MELUT, Sudan–If you’ve been reading news from Southern Sudan, you
may have read a statement along the lines of “analysts widely predict
that the south will vote for separation.”
From the perspective of journalists like me who are writing these
articles, this line is a bit of of a cop out, but the sentiment in
Southern Sudan is so overwhelming pro-secession that it seems wrong
not to mention it.
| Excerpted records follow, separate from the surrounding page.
PR #503, opened 2025-11-30
Update PlaylistAlias.php

Aldione:
- Added getAuthObjectAttribute() to consistently expose PlaylistAlias credentials as an object.
- Ensures username/password behave like standard objects across the entire application.
- Improves compatibility with existing code that expects object-based authentication data.
- Prepares PlaylistAlias for direct authentication support in the Xtream API layer.


sparkison:
Merging, thanks for the assist! 🙏

PR #514, opened 2025-12-03
Fix/series categories not saving

Serph91P:
This pull request introduces a few targeted improvements to playlist category handling and import job processing. The changes focus on correctly mapping category sources, improving import job tracking, and updating status reporting.

**Category Source Handling:**

* Updated the category mapping in the playlist form dehydration logic to use `SourceCategory` instead of `Category`, ensuring that category names are sourced from the correct model during form processing.

**Import Job Processing Enhancements:**

* Added an `importSeries` boolean parameter to the `processChannelCollection` method in `ProcessM3uImport.php`, providing more control over series import behavior during batch processing.
* Set the `progress` field to `100` in the completion handler of `ProcessM3uImportSeriesComplete.php`, ensuring that playlist import status reflects full completion when series sync is done.


sparkison:
can't believe I missed this one! 🫣 thanks again for the help! 🙏

PR #811, opened 2026-03-12
Provider profile fixes: capacity enforcement, bypass toggle, and client affinity

Warbs816:
## Summary

- **Re-enable `available_streams` enforcement** when Provider Profiles are enabled, and add a `bypass_provider_limits` toggle so users can allow streams to start even when all provider profiles are at capacity (force-selects the least-loaded profile)
- **Client-to-profile affinity via Redis** — when a client is assigned a provider profile, the mapping is stored so subsequent requests from the same client prefer the same profile. This prevents consuming an extra connection slot when switching channels before the old stream's decrement webhook fires
- **Fix PlaylistInfo profile display** to use actual proxy counts instead of stale Redis counts

### Bypass Provider Limits toggle
- New `bypass_provider_limits` boolean column on playlists
- `selectProfile()` gains a `forceSelect` mode that picks the least-loaded profile when all are at capacity
- UI toggle added to PlaylistResource

### Client-to-Profile Affinity
- Client identity: `{ip}:{username}` (falls back to IP-only when username unavailable)
- Redis key: `client_affinity:{clientIdentifier}:{playlistId}` → `{profileId}`
- 24-hour TTL, refreshed on each use
- Always-on when profiles are enabled — no new toggle needed
- Affinity profile is always preferred (even if it appears at capacity, since the client's old stream likely hasn't been decremented yet)

### Files changed
- `ProfileService.php` — affinity helpers, `selectProfile()` affinity check, `selectAndReserveProfile()` stores affinity
- `M3uProxyService.php` — builds client identifier and passes it through all profile selection calls
- `M3uProxyApiController.php` — passes `$request` to `getEpisodeUrl()` for IP extraction
- `PlaylistResource.php` / `PlaylistInfo.php` / `Playlist.php` — bypass toggle UI and model
- Migration for `bypass_provider_limits` column

### DIFF
--- a/app/Filament/GuestPanel/Resources/Vods/VodResource.php
+++ b/app/Filament/GuestPanel/Resources/Vods/VodResource.php
@@ -193,7 +193,9 @@ class VodResource extends Resource
                     ->label('Default URL')
                     ->sortable()
                     ->searchable(query: function (Builder $query, string $search): Builder {
-                        return $query->orWhereRaw('LOWER(channels.url::text) LIKE ?', ['%'.strtolower($search).'%']);
+                        $urlExpr = DB::getDriverName() === 'sqlite' ? 'channels.url' : 'channels.url::text';
+
+                        return $query->orWhereRaw("LOWER({$urlExpr}) LIKE ?", ['%'.strtolower($search).'%']);
                     })
                     ->toggleable(isToggledHiddenByDefault: true),
 
--- a/app/Filament/Pages/M3uProxyStreamMonitor.php
+++ b/app/Filament/Pages/M3uProxyStreamMonitor.php
@@ -6,6 +6,7 @@ use App\Facades\LogoFacade;
 use App\Models\Channel;
 use App\Models\Episode;
 use App\Models\Network;
+use App\Models\PlaylistProfile;
 use App\Models\StreamProfile;
 use App\Services\M3uProxyService;
 use Carbon\Carbon;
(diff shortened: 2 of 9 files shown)


Grimothy:
## Query Storm Resolution Confirmation

This PR resolves the critical query storm issue reported in m3u-proxy logs, where provider profiles at capacity were triggering hundreds of `/streams/by-metadata` queries per second.

### Root Cause Analysis:

The issue was introduced in two commits:
1. **Commit `0bcb12df`** (March 12, by @Warbs816) - attempted to fix VOD/movie 503 failures by adding `$forceSelect` and `$clientIdentifier` parameters, but these didn't exist yet in the function signature
2. **Commit `cf7a63f1`** (March 13, by Shaun Parkison) - fixed the PHP errors by removing the non-existent parameters, but accidentally removed ALL parameters including the critical `$channelId` and `$channelPlaylistUuid` needed for reuse detection

### How This PR Fixes It:

✅ Restores the missing `$id` and `$playlist->uuid` parameters to `selectAndReserveProfile()` calls in `getEpisodeUrl()` (lines 1131, 1169, 1177)

✅ Properly implements the `$forceSelect` and `$clientIdentifier` parameters in the function signature

✅ Adds reuse detection logic to prevent allocating new slots when streams already exist

✅ Includes comprehensive tests (537 lines) to prevent regression

### Additional Enhancements:

- **Client affinity**: Prevents double slot allocation during rapid channel switches
- **Bypass provider limits toggle**: Allows streaming when provider reports at capacity
- **Force-select mode**: Picks least-loaded profile when all profiles at capacity

### Status:

This PR is ready for review and merge. It provides a complete solution to the query storm issue plus valuable additional features for provider profile management. 🚀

At the same time, it is not possible to
cite statistics or an opinion poll with irrefutable evidence as to how
southerners intend to vote in their self-determination vote in
January, so cautionusly using the vague category of “analysts” to
describe the prevailing view here is the safest best.
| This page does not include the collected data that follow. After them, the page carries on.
PR #813, opened 2026-03-12
Fix VOD/movie 503 failures with Provider Profiles enabled

Warbs816:
## Summary

- **Fixed `findExistingPooledStream()` only matching transcoded streams** — when reuse detection fired for direct streams (movies, timeshift, VOD without a transcoding profile), it couldn't find the existing stream and fell through to 503. Now correctly matches direct (non-transcoded) streams when `profileId` is null.
- **Fixed `getEpisodeUrl()` missing `channelId`/`channelPlaylistUuid` params** in all three `selectAndReserveProfile()` calls, preventing atomic reuse detection for episodes.
- **Added reuse detection handling to `getEpisodeUrl()`** — when `selectAndReserveProfile()` returned `[null, null]` due to channel reuse, it went straight to "no capacity" instead of joining the existing stream. Now has the same reuse detection + existing stream lookup that `getChannelUrl()` has.
- Added diagnostic logging to `transformUrl()` and direct stream creation to aid future debugging.

### DIFF
--- a/app/Filament/GuestPanel/Resources/Vods/VodResource.php
+++ b/app/Filament/GuestPanel/Resources/Vods/VodResource.php
@@ -194,6 +194,7 @@ class VodResource extends Resource
                     ->sortable()
                     ->searchable(query: function (Builder $query, string $search): Builder {
                         $urlExpr = DB::getDriverName() === 'sqlite' ? 'channels.url' : 'channels.url::text';
+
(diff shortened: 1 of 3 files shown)


sparkison:
Thanks for this! I've pulled out some the of the items from the other PR and will merge this back in there and re-add.

PR #824, opened 2026-03-14
Broadcasting fix

Grimothy:
Addresses issues with hls variables not being passed

### DIFF
--- a/docker-compose.embedded-redis.yml
+++ b/docker-compose.embedded-redis.yml
@@ -83,18 +83,6 @@ services:
       # Note: ROOT_PATH=/m3u-proxy is now the default, no need to set it explicitly
       # Only set ROOT_PATH= (empty) if you need to use the root path instead
 
-      # HLS Segment Storage & Garbage Collection
-      - HLS_TEMP_DIR=${HLS_TEMP_DIR:-/var/www/html/storage/app/hls-segments}
-      - HLS_GC_ENABLED=${HLS_GC_ENABLED:-true}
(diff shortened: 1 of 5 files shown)


sparkison:
Still having a couple issues with this one:

1. Remove `output_dir` from the broadcast payload (use `HLS_BROADCAST_DIR`)
2. Rename `BROADCAST_TEMP_DIR` → passes as `HLS_BROADCAST_DIR` to the proxy in supervisord/docker-compose
3. Drop `BROADCAST_GC_INTERVAL` / `BROADCAST_GC_AGE_THRESHOLD` entirely — they're ignored by the proxy; `HLS_GC_INTERVAL` / `HLS_GC_AGE_THRESHOLD` already cover this
4. Replace `.local-proxy/` with a configurable build arg

Grimothy:
I suppose we can close it. I would reference the discord chat. I think we have a configuration deviation from embedded vs proxy.

The temp directory for broadcast needs additional parameters

Grimothy:
Closed reference the proxy PR

sparkison:
Sorry, wasn't saying close it! Just needed some edits 😉 ...I see what you're after, and think I got it!

To use a local copy of the proxy (for testing AIO), use `M3U_PROXY_LOCAL_DIR` in your docker build (`.env.docker`) and set it relative to the editor. E.g. if it's in an adjacent directory, it would be `M3U_PROXY_LOCAL_DIR=../m3u-proxy`. Wanted to make that one a little more configurable/universal.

On a recent day in Melut, a town near the north-south border in Upper
Nile state, interviews with people in the market and with local
government officials yielded these quotes which, while highly
anecdotal, do hint at the extremely strong feelings many southerners
hold about the referendum and its aftermath:
“My people are not using the word unity. They’re using the word
secession. That’s what they are talking about.”
“Today in Melut, people are saying, you government, don’t mislead
us–take us across the river. We are now in the river and we want to
cross the river. We don’t want to fall in.”
“My people are ready for separation…they cannot delay because they
are suffering. They are sick. When they go to the clinic, the
referendum is their medicine.”
“We are just waiting for the 9th of January 2011 and we will vote
against unity. We want separation. All will be better.”
“I’m very impatient for the 9th of January. I wish it would come sooner.”